There are a number ways to calculate the background probability and the choices can depend on some fairly subtle distinctions. As far as tessWms goes, it uses a uniform background by default, but you can override this using the -lob option.
However, he does not recommend using a background model and in his opinion:
It is better, I think, to compare the distribution of scores in your test sequences to the distribution of scores in a carefully constructed set of control sequences.
He mentioned that some programs like HOMER have assembled genome-wide sets of promoter regions as a standard control however, this would not account for the GC bias that may be exist in our test set. So it is better to match the overall distribution of base compositions in the test and control sets. This was also some advice I received from a colleague. To conclude:
If you go with adjusting the background model, then in the CpG-poor situation, you could use a uniform or slightly AT-rich background model, but it doesn't really tell you if the matches you are seeing are significant. It just down-weights AT-rich matches and increases the CG-rich matches. Usually a single PWM match is not significant by itself.

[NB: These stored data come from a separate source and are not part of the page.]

PR #3710, opened 2022-08-23
Loader: Subset groups using client operations

iLLiCiTiT:
## Brief description
Use client opeartions to change subset group on subset documents.

## Testing notes:
1. Open any host on project where you have something published
2. Open loader tool in the host
3. Select subset/s
4. Hit Ctrl + G
5. Change group of subset
6. Group change should be propagated

### DIFF
--- a/openpype/tools/loader/model.py
+++ b/openpype/tools/loader/model.py
@@ -272,11 +272,13 @@ class SubsetsModel(TreeModel, BaseRepresentationModel):
 
                 # update availability on active site when version changes
                 if self.sync_server.enabled and version_doc:
-                    repre_info = self.sync_server.get_repre_info_for_versions(
-                        project_name,
-                        [version_doc["_id"]],
-                        self.active_site,
-                        self.remote_site
+                    repre_info = list(
+                        self.sync_server.get_repre_info_for_versions(
+                            project_name,
+                            [version_doc["_id"]],
+                            self.active_site,
+                            self.remote_site
+                        )
                     )
                     if repre_info:
                         version_doc["data"].update(
--- a/openpype/tools/loader/model.py
+++ b/openpype/tools/loader/model.py
@@ -272,7 +272,7 @@ class SubsetsModel(TreeModel, BaseRepresentationModel):
 
                 # update availability on active site when version changes
                 if self.sync_server.enabled and version_doc:
-                    repre_info = list(
+                    repres_info = list(
                         self.sync_server.get_repre_info_for_versions(
                             project_name,
                             [version_doc["_id"]],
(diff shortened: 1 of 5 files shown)


openpype/tools/loader/widgets.py
```diff
@@ -614,26 +615,30 @@ def on_context_menu(self, point):
...
 
     def group_subsets(self, name, asset_ids, items):
-        field = "data.subsetGroup"
+        subset_ids = {
+            item["_id"]
+            for item in items
+            if item.get("_id")
+        }
+        if not subset_ids:
+            return
```
BigRoy, line 624: Does this also work when multi-selecting (multiple assets) in the loader left hand side and then trying to group on the subsets? I feel like the old code might have been that way to support that case - but I'm not sure?

iLLiCiTiT: Good point, testing.

iLLiCiTiT: Yes it work as expected, and found other unrelated bug :)

64qam (approved):

openpype/tools/loader/model.py
```diff
@@ -272,11 +272,13 @@ def setData(self, index, value, role=QtCore.Qt.EditRole):
...
-                        self.active_site,
-                        self.remote_site
+                    repre_info = list(
+                        self.sync_server.get_repre_info_for_versions(
+                            project_name,
+                            [version_doc["_id"]],
+                            self.active_site,
+                            self.remote_site
+                        )
                     )
```
BigRoy, line 282: Wouldn't `next` make more sense here since you always just want the first entry?

openpype/tools/loader/model.py
```diff
@@ -272,15 +272,17 @@ def setData(self, index, value, role=QtCore.Qt.EditRole):
...
-                        project_name,
-                        [version_doc["_id"]],
-                        self.active_site,
-                        self.remote_site
+                    repres_info = list(
+                        self.sync_server.get_repre_info_for_versions(
+                            project_name,
+                            [version_doc["_id"]],
+                            self.active_site,
+                            self.remote_site
```
BigRoy, line 280: Also, does this logic fail to update when switching from a version to a hero version (where the hero version is not the same version number as the one that was previously selected?)

openpype/tools/loader/model.py
iLLiCiTiT: To be honest I don't like using `next` for such long expressions especially when it would make it even longer.
```
repre_info = next(
    self.sync_server.get_repre_info_for_versions(
        project_name,
        [version_doc["_id"]],
        self.active_site,
        self.remote_site
    ),
    None
)
```

openpype/tools/loader/model.py
iLLiCiTiT: It's based on version id so ti should be fine.

BigRoy: Except that it only triggers in the else statement just above. Right?

iLLiCiTiT: Hmm you're right. But that's out of bounds of this PR.

iLLiCiTiT: Created issue https://github.com/pypeclub/OpenPype/issues/3711

PR #3712, opened 2022-08-23
General: Added helper getters to modules manager

iLLiCiTiT:
## Brief description
Added helper methods to ModulesManager to access modules by name.

## Description
Added dictionary like access to module by their names and special method to get module by name which also checks if is module enabled.

## Testing notes:
New methods on created object of `ModulesManager` in different cases (e.g. in Tray > Admin > Console).

```
from openpype.modules import ModulesManager

manager = ModulesManager()
print(manager["project_manager"])
print(manager.get("project_manager"))
print(manager.get_enabled_module("project_manager"))
```

### DIFF
--- a/openpype/modules/base.py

This work is licensed under a Creative Commons
Attribution 4.0 International License.
i am not a info guy but i feel relaxed when i read this
Hi, Many thanks for this post. It seems difficult to screen for TF binding sites (particularly such as VDR). I am really new to bioinformatics and biostatistics (and still at the very beginning of the learning curve), but I cannot wait to give it a try. Very interesting blog.
Best,
Vassil
Hi Vassil,
thanks! Here’s a classic paper on the identification of TFBSs -> Applied bioinformatics for the identification of regulatory elements. One of the points of the paper is the “futility theorem”, which is essentially all predicted TFBSs will have no function. This is mostly true for ChIP-seq peaks as well; it’s a noisy technology.
Good luck with the bioinformatics quest!
Cheers,
Dave
Thanks for a useful review of options for mapping TFBSs.
I think the biggest trouble in this area of bioinformatics is having ready access to the necessary position weight matrices. That’s really what’s behind so many algorithms missing the Nanog binding site in your examples. Your solution (to generate your own PWM) is great if you know what TF you are looking for, but for discovery of putative TF binding sites in raw sequence data, we are all stuck finding whatever is available in the tool/algorithm we use, and missing anything else that might be present but not listed in that tool’s underlying data matrices.
I recognize that’s not your problem to solve; just musing on the possibilities and challenges in what you present here.
Very nice post. I was oddly relieved that I’m not the only person struggling with what should be a simple task.
I was wondering if you knew about LASAGNA
http://www.biotechniques.com/BiotechniquesJournal/2013/March/LASAGNA-Search-an-integrated-web-tool-for-transcription-factor-binding-site-search-and-visualization/biotechniques-341032.html
It has a pretty friendly user interface and looks like you can use either established databases (e.g. JASPAR Core) or user defined PWM.
Thanks, I was looking for a tool like this!
Very nice post. And give me lots of useful advise. I’m sorry, but i didnt get if the probabilities of each base should be set as the test sequence or uniform background or control sets?
For TESS, the default is to use a uniform frequency.
But which is better, base compositions of test sequence or the default frequency?